*** Records shown ***

PR #601, opened 2021-12-21
update Zinc version to 1.5.9

gerald732:
Zinc 1.5.9 updates log4j to 2.16.0, which disables JNDI lookup and fixes a denial of service vulnerability (CVE-2021-45046)

### DIFF
--- a/project/dependencies.scala
+++ b/project/dependencies.scala
@@ -8,7 +8,7 @@ object Versions {
   // run runtimeDependencies/update manually
   val sbtVersion: String = Sbt.latest
   val bloopVersion = "1.4.8-81-e170cd66"
-  val zincVersion = "1.5.7"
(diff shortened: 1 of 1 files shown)


niktrop:
@gerald732 Thank you for the fix, but it is not necessary. We've removed log4j classes from the plugin distribution altogether as they are not actually used at runtime: 
https://github.com/JetBrains/intellij-scala/blob/ae3cb5fe8b1c03ed2e4d3c5c4631e8e62e5ef4be/project/dependencies.scala#L107

Plugin with the fix is already published for 2021.2 and 2021.3.

gerald732:
Thanks for the quick response @niktrop. Will it be made available for 2021.1 as well?

niktrop:
We didn't plan to do that as there is no real security problem in our case.

PR #602, opened 2021-12-22
Pass environment used in MacOS terminal to bsp server

lukaszwawrzyk:
By looking at `EnvironmentUtil.getEnvironmentMap` docs it looks like it is a known issue that by default environment variables that are default when running process are quite useless, thus it is required to use this method when starting a process. 
This is specifically targeted at bazel-bsp that is started and later starts bazel server. Currently, bazel server has different environment in command line and IntelliJ, specifically JAVA_HOME and PATH which invalidates cache.

### DIFF
--- a/bsp/src/org/jetbrains/bsp/protocol/session/GenericConnector.scala
+++ b/bsp/src/org/jetbrains/bsp/protocol/session/GenericConnector.scala
@@ -1,8 +1,8 @@
 package org.jetbrains.bsp.protocol.session
 
 import java.io.File
-
 import ch.epfl.scala.bsp4j.BspConnectionDetails
+import com.intellij.util.EnvironmentUtil
 import org.jetbrains.bsp.protocol.session.BspServerConnector.{BspCapabilities, ProcessBsp}
 import org.jetbrains.bsp.protocol.session.BspSession.Builder
 import org.jetbrains.bsp.{BspBundle, BspError, BspErrorMessage}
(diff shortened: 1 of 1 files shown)


jastice (approved):
Thanks for finding this!

jastice:
Is this to be merged into 212.x intentionally?

lukaszwawrzyk:
It would be useful to have it in 212 just in case. For testing purposes and developing bsp in general for now it is ok to just have it in 213.x

jastice:
Changing the base branch has less pretty effects. Can you rebase on idea213.x?

github-sebastien-boulet:
We have similar issue with sbt. Any chance to get that quickly in a new release?

jastice:
> We have similar issue with sbt. Any chance to get that quickly in a new release?

Made an issue for that: https://youtrack.jetbrains.com/issue/SCL-19854

github-sebastien-boulet:
@jastice I have tested this PR on my Intellij and it fixes the issue for sbt too. The environment is correctly passed.

jastice:
> @jastice I have tested this PR on my Intellij and it fixes the issue for sbt too. The environment is correctly passed.

I assume you mean using sbt over BSP, not in the direct sbt support?

github-sebastien-boulet:
> I assume you mean using sbt over BSP, not in the direct sbt support?

Yes.

github-sebastien-boulet:
@jastice would it possible to push a new 213.x release with this fix? 🙏

jastice:
> @jastice would it possible to push a new 213.x release with this fix? 🙏

The nightly should contain it now

PR #603, opened 2021-12-22
ScalaBundle: remove redundant scalafmt message

kitbellew:
Instead of `scalafmt.config.load.errors.file.not.found`, which is not very informative and referenced only once, switch to the message which is used in all other cases: `scalafmt.can.not.find.config.file`.


kitbellew:
@unkarjedy fyi

kitbellew:
should i update this?

unkarjedy:
@kitbellew 
I will look into it.
I also saw a notification about your comment
>so even though that case class has correct hashcode and equals...

Was it intentionally deleted? I cna't find it on GitHub

kitbellew:
sorry, i deleted the comment when i realized it was not about whether the key works in the map, but whether the map can be serialized -- or restored from current cache which used a string...

kitbellew:
superseded by #615.

PR #605, opened 2022-01-09
Set Xtarget when using scala 3 with gradle.

SimY4:
Using scala 3 with Gradle and targetCompatibility. Leads to plugin failing to compile with: `bad option '-target:jvm-1.8' was ignored`

Since Scala 3 compiler flag `-target` was renamed to `-Xtarget` (source: https://docs.scala-lang.org/scala3/guides/migration/options-lookup.html)

This PR takes the Scala version into consideration for calculating target flag value.


jastice (approved):

jastice:
Thank you! Sorry for the delay; since it's no longer up to date with the current main branch, I manually patched it onto idea221.x:
fbac90a757085647b445a1394e393ee72d11f40d

PR #606, opened 2022-01-21
Avoid errors when importing javac opts through bsp

lukaszwawrzyk:
IntelliJ during fastpass import always reports an error for javac options and this confuses users that maybe import didn't work.
The thing is that target is either scala or java. If it is scala target, all info is fetched using `fetchScalacOptions`. Targets with scala may contain java. Anyway, they are reported with languageIds = ['scala', 'java']. This results in attempts to fetch compiler options twice (using scala and java) while it is enough to do it once.


jastice (approved):

jastice:
cherry-picked on 221.x: dc630a9a0b70a84ed53d7892624187a0dc673e8f

PR #612, opened 2022-04-16
Ignore non http(s) resolvers when downloading scalafmt

987Nabil:
This avoids errors while downloading scalafmt, when resolvers with non
http(s) protocols are defined (e.g. gcs or s3 urls) #SCL-19488

### DIFF
--- a/scala/scala-impl/src/org/jetbrains/plugins/scala/lang/formatting/scalafmt/dynamic/ScalafmtDynamicDownloader.scala
+++ b/scala/scala-impl/src/org/jetbrains/plugins/scala/lang/formatting/scalafmt/dynamic/ScalafmtDynamicDownloader.scala
@@ -54,8 +54,16 @@ object ScalafmtDynamicDownloader {
   ) extends DependencyManagerBase {
 
     // first search in the provided resolvers, then fallback to the default ones
-    override protected def resolvers: Seq[Resolver] =
-      extraResolvers ++ super.resolvers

*** End of Records shown ***

**What to work on:** A verbatim copy of all the entries above is requested.

**Result of the exercise:**
PR #601, opened 2021-12-21
update Zinc version to 1.5.9

gerald732:
Zinc 1.5.9 updates log4j to 2.16.0, which disables JNDI lookup and fixes a denial of service vulnerability (CVE-2021-45046)

### DIFF
--- a/project/dependencies.scala
+++ b/project/dependencies.scala
@@ -8,7 +8,7 @@ object Versions {
   // run runtimeDependencies/update manually
   val sbtVersion: String = Sbt.latest
   val bloopVersion = "1.4.8-81-e170cd66"
-  val zincVersion = "1.5.7"
(diff shortened: 1 of 1 files shown)


niktrop:
@gerald732 Thank you for the fix, but it is not necessary. We've removed log4j classes from the plugin distribution altogether as they are not actually used at runtime: 
https://github.com/JetBrains/intellij-scala/blob/ae3cb5fe8b1c03ed2e4d3c5c4631e8e62e5ef4be/project/dependencies.scala#L107

Plugin with the fix is already published for 2021.2 and 2021.3.

gerald732:
Thanks for the quick response @niktrop. Will it be made available for 2021.1 as well?

niktrop:
We didn't plan to do that as there is no real security problem in our case.

PR #602, opened 2021-12-22
Pass environment used in MacOS terminal to bsp server

lukaszwawrzyk:
By looking at `EnvironmentUtil.getEnvironmentMap` docs it looks like it is a known issue that by default environment variables that are default when running process are quite useless, thus it is required to use this method when starting a process. 
This is specifically targeted at bazel-bsp that is started and later starts bazel server. Currently, bazel server has different environment in command line and IntelliJ, specifically JAVA_HOME and PATH which invalidates cache.

### DIFF
--- a/bsp/src/org/jetbrains/bsp/protocol/session/GenericConnector.scala
+++ b/bsp/src/org/jetbrains/bsp/protocol/session/GenericConnector.scala
@@ -1,8 +1,8 @@
 package org.jetbrains.bsp.protocol.session
 
 import java.io.File
-
 import ch.epfl.scala.bsp4j.BspConnectionDetails
+import com.intellij.util.EnvironmentUtil
 import org.jetbrains.bsp.protocol.session.BspServerConnector.{BspCapabilities, ProcessBsp}
 import org.jetbrains.bsp.protocol.session.BspSession.Builder
 import org.jetbrains.bsp.{BspBundle, BspError, BspErrorMessage}
(diff shortened: 1 of 1 files shown)


jastice (approved):
Thanks for finding this!

jastice:
Is this to be merged into 212.x intentionally?

lukaszwawrzyk:
It would be useful to have it in 212 just in case. For testing purposes and developing bsp in general for now it is ok to just have it in 213.x

jastice:
Changing the base branch has less pretty effects. Can you rebase on idea213.x?

github-sebastien-boulet:
We have similar issue with sbt. Any chance to get that quickly in a new release?

jastice:
> We have similar issue with sbt. Any chance to get that quickly in a new release?

Made an issue for that: https://youtrack.jetbrains.com/issue/SCL-19854

github-sebastien-boulet:
@jastice I have tested this PR on my Intellij and it fixes the issue for sbt too. The environment is correctly passed.

jastice:
> @jastice I have tested this PR on my Intellij and it fixes the issue for sbt too. The environment is correctly passed.

I assume you mean using sbt over BSP, not in the direct sbt support?

github-sebastien-boulet:
> I assume you mean using sbt over BSP, not in the direct sbt support?

Yes.

github-sebastien-boulet:
@jastice would it possible to push a new 213.x release with this fix? 🙏

jastice:
> @jastice would it possible to push a new 213.x release with this fix? 🙏

The nightly should contain it now

PR #603, opened 2021-12-22
ScalaBundle: remove redundant scalafmt message

kitbellew:
Instead of `scalafmt.config.load.errors.file.not.found`, which is not very informative and referenced only once, switch to the message which is used in all other cases: `scalafmt.can.not.find.config.file`.


kitbellew:
@unkarjedy fyi

kitbellew:
should i update this?

unkarjedy:
@kitbellew 
I will look into it.
I also saw a notification about your comment
>so even though that case class has correct hashcode and equals...

Was it intentionally deleted? I cna't find it on GitHub

kitbellew:
sorry, i deleted the comment when i realized it was not about whether the key works in the map, but whether the map can be serialized -- or restored from current cache which used a string...

kitbellew:
superseded by #615.

PR #605, opened 2022-01-09
Set Xtarget when using scala 3 with gradle.

SimY4:
Using scala 3 with Gradle and targetCompatibility. Leads to plugin failing to compile with: `bad option '-target:jvm-1.8' was ignored`

Since Scala 3 compiler flag `-target` was renamed to `-Xtarget` (source: https://docs.scala-lang.org/scala3/guides/migration/options-lookup.html)

This PR takes the Scala version into consideration for calculating target flag value.


jastice (approved):

jastice:
Thank you! Sorry for the delay; since it's no longer up to date with the current main branch, I manually patched it onto idea221.x:
fbac90a757085647b445a1394e393ee72d11f40d

PR #606, opened 2022-01-21
Avoid errors when importing javac opts through bsp

lukaszwawrzyk:
IntelliJ during fastpass import always reports an error for javac options and this confuses users that maybe import didn't work.
The thing is that target is either scala or java. If it is scala target, all info is fetched using `fetchScalacOptions`. Targets with scala may contain java. Anyway, they are reported with languageIds = ['scala', 'java']. This results in attempts to fetch compiler options twice (using scala and java) while it is enough to do it once.


jastice (approved):

jastice:
cherry-picked on 221.x: dc630a9a0b70a84ed53d7892624187a0dc673e8f

PR #612, opened 2022-04-16
Ignore non http(s) resolvers when downloading scalafmt

987Nabil:
This avoids errors while downloading scalafmt, when resolvers with non
http(s) protocols are defined (e.g. gcs or s3 urls) #SCL-19488

### DIFF
--- a/scala/scala-impl/src/org/jetbrains/plugins/scala/lang/formatting/scalafmt/dynamic/ScalafmtDynamicDownloader.scala
+++ b/scala/scala-impl/src/org/jetbrains/plugins/scala/lang/formatting/scalafmt/dynamic/ScalafmtDynamicDownloader.scala
@@ -54,8 +54,16 @@ object ScalafmtDynamicDownloader {
   ) extends DependencyManagerBase {
 
     // first search in the provided resolvers, then fallback to the default ones
-    override protected def resolvers: Seq[Resolver] =
-      extraResolvers ++ super.resolvers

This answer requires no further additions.